Page 2 of Up In Smoke

Reaching up, she looped her arms around the firefighter’s neck and held on for dear life. He turned his head, and only as he looked at her square on, was she able to see through the clear face covering.

Luke Hernandez was quiet but competent on the job. Around town, he had a reputation for being a bit of a wild card. He didn’t grin at her now the way he did when he came into the library. Now there was no charm, only a disturbingly relieved expression that she was awake and looking at him.

Had she almost died?

Though his bold good looks and his disturbingly disarming smiles had always made her stomach twist, Ivy knew better than to read it as anything more than the slimmest of flatteries. Luke did that with every woman he met. She’d been there when he slid his laminated card across the desk with a grin as though he were gifting her diamonds … only to turn and offer an even sexier smile and a sweeter compliment to Mrs. Diamond—a widower who was eighty if she was a day.

Ivy turned away from Luke’s obvious but confusing relief and looked down the street at the neighbors watching her rescue. They were cheering as she felt her face crack into a smile … or maybe almost-sobs. By force of will, she held it together.

She’d built this new life for herself from scratch. She hadn’t lost it today. Taking another deep gulp of fresh night air, she realized none of that mattered if it was all burning up behind her.

“Ivy? Ivy?”

He was not … no, he wasn’t. Luke Hernandez wasn't asking her out. He was simply doing his job.

“I’m going to put you down now. You’re a safe distance from the fire.”

The fire. Notyour house.

He set her onto the cold grass, peeled his face mask, and began an assessment. Still far too serious to offer her that Hernandez charm that he and all his brothers possessed in spades and spread like ones at a strip club.

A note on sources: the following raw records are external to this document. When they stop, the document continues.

PR #488, opened 2017-02-09
Add ability to register custom descriptors

emilsjolander:
This commit introduces the notion of a DescriptorProvider. A
DescriptorProvider is an object which given a DescriptorMap will
register a number of Descriptors. A list of DescriptorProviders can be
passed to the AndroidDocumentProviderFactory to add or override
descriptors for class of your choosing. This functionality enables
applications and libraries to add their own descriptors while relying
on Stetho defaults for all other settings.

### DIFF
--- a/stetho/src/main/java/com/facebook/stetho/inspector/elements/android/AndroidDocumentProvider.java
+++ b/stetho/src/main/java/com/facebook/stetho/inspector/elements/android/AndroidDocumentProvider.java
@@ -28,6 +28,7 @@ import com.facebook.stetho.common.Util;
 import com.facebook.stetho.common.android.ViewUtil;
 import com.facebook.stetho.inspector.elements.DocumentProvider;
 import com.facebook.stetho.inspector.elements.Descriptor;
+import com.facebook.stetho.inspector.elements.DescriptorProvider;
 import com.facebook.stetho.inspector.elements.DescriptorMap;
 import com.facebook.stetho.inspector.elements.DocumentProviderListener;
 import com.facebook.stetho.inspector.elements.NodeDescriptor;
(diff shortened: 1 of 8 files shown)


stetho/src/main/java/com/facebook/stetho/inspector/elements/android/AndroidDocumentProvider.java
```diff
@@ -89,8 +93,13 @@ public AndroidDocumentProvider(Application application, ThreadBound enforcer) {
         .register(TextView.class, new TextViewDescriptor())
         .register(View.class, new ViewDescriptor())
         .register(ViewGroup.class, new ViewGroupDescriptor())
-        .register(Window.class, new WindowDescriptor())
-        .setHost(this)
+        .register(Window.class, new WindowDescriptor());
+
+    for (DescriptorProvider descriptorProvider : descriptorProviders) {
```
rickbrew: Since we have a `List`, we should avoid the temporary `Iterator` allocation by looping like so:

```
for (int i = 0, size = descriptorProviders.size(); i < size; ++i) {
  final DescriptorProvider descriptorProvider = descriptorProviders.get(i);
  ...
}
```

stetho/src/main/java/com/facebook/stetho/inspector/elements/android/AndroidDocumentProvider.java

She was pushing his hands away, about to tell him that she was fine, when two other firefighters showed up. Ronan Kelly had his kit in hand, and his father Patrick—also on the crew—was hastily strapping an oxygen mask on her face, preventing her from saying anything.

“You're not fine, Ivy,” Luke told her. “You were just in a serious house fire. You have smoke inhalation and probably burns. I’m just so grateful that you were in that back room.”

The other two looked at him oddly as though they, too, felt his heartfelt declaration was a little over the top.The guy was just doing his job, right?

Luke explained, “She was smart and put multiple doors between her and the origin point.”

He talked over her head as if she wasn't even there.

She pulled the mask down again to say, “I'm fine,” when she remembered her manners. “Thank you.”

She sighed. “I wish I was as smart as you’re giving me credit for. I was just working in the back office and fell asleep.” She didn’t mention why she’d been in her office so late and hoped her computer had turned the screen off before he got there.

A hand fell on her shoulder, jolting her thoughts.

“Damn, Ivy. I'd hug you, but I'm filthy.”

Ivy jumped up and hugged her best friend Jo anyway. She was already a mess and despite being blond and small and always dressed like a librarian, she didn't care about dirt. Over Jo's shoulder, she looked back to see smoke billowing out from every window of her home. Firefighters with hoses turned on to it and some aimed for the neighbor's houses, wetting them down so that her burn didn't turn into theirs.

As she watched it all get eaten by flames, Ivy felt like she was going to vomit. That was everything.Everything. There was no backup plan.

She’d bought the house at the higher end of her ability, thinking she only had to make it three or four years with no major disasters. She hadn’t made it one year.

The only good thing was that she’d absolutely forbidden herself from buying a house she couldn’t afford to lose. She never invested in anything she couldn’t afford to lose. But this came close, so painfully close. Fixing this would hurt hard and take every bit of the cushion she had. She’d be back at zero and zero had been a shitty place.

She had no family to stay with and only her own savings as a cushion. This was definitely going to be a hard fall.

She held on to Jo far too tightly until Jo had to extract herself explaining, “I'm so sorry Ivy. I've got to go finish the job.”

Jo was trying to save her house. But Ivy could see it was a lost cause along with everything in it. Black inky smoke billowed out, stealing everything. Orange flames licked at her new living room furniture, taunting her as they ate her prized possessions.

Grasping for something, for anything that made sense, she said, “I don't think I left anything on. Did something short circuit?”

She'd had the house thoroughly inspected before she bought it—exactly so that she wouldn’t have a disaster in the first few years. Had her inspector not been competent?

She was chasing these odd thoughts to keep from going crazy as Luke crowded her, his bare fingers now pressing softly on her wrist. For whatever reason she hadn't felt them before, but now the human contact jolted through her.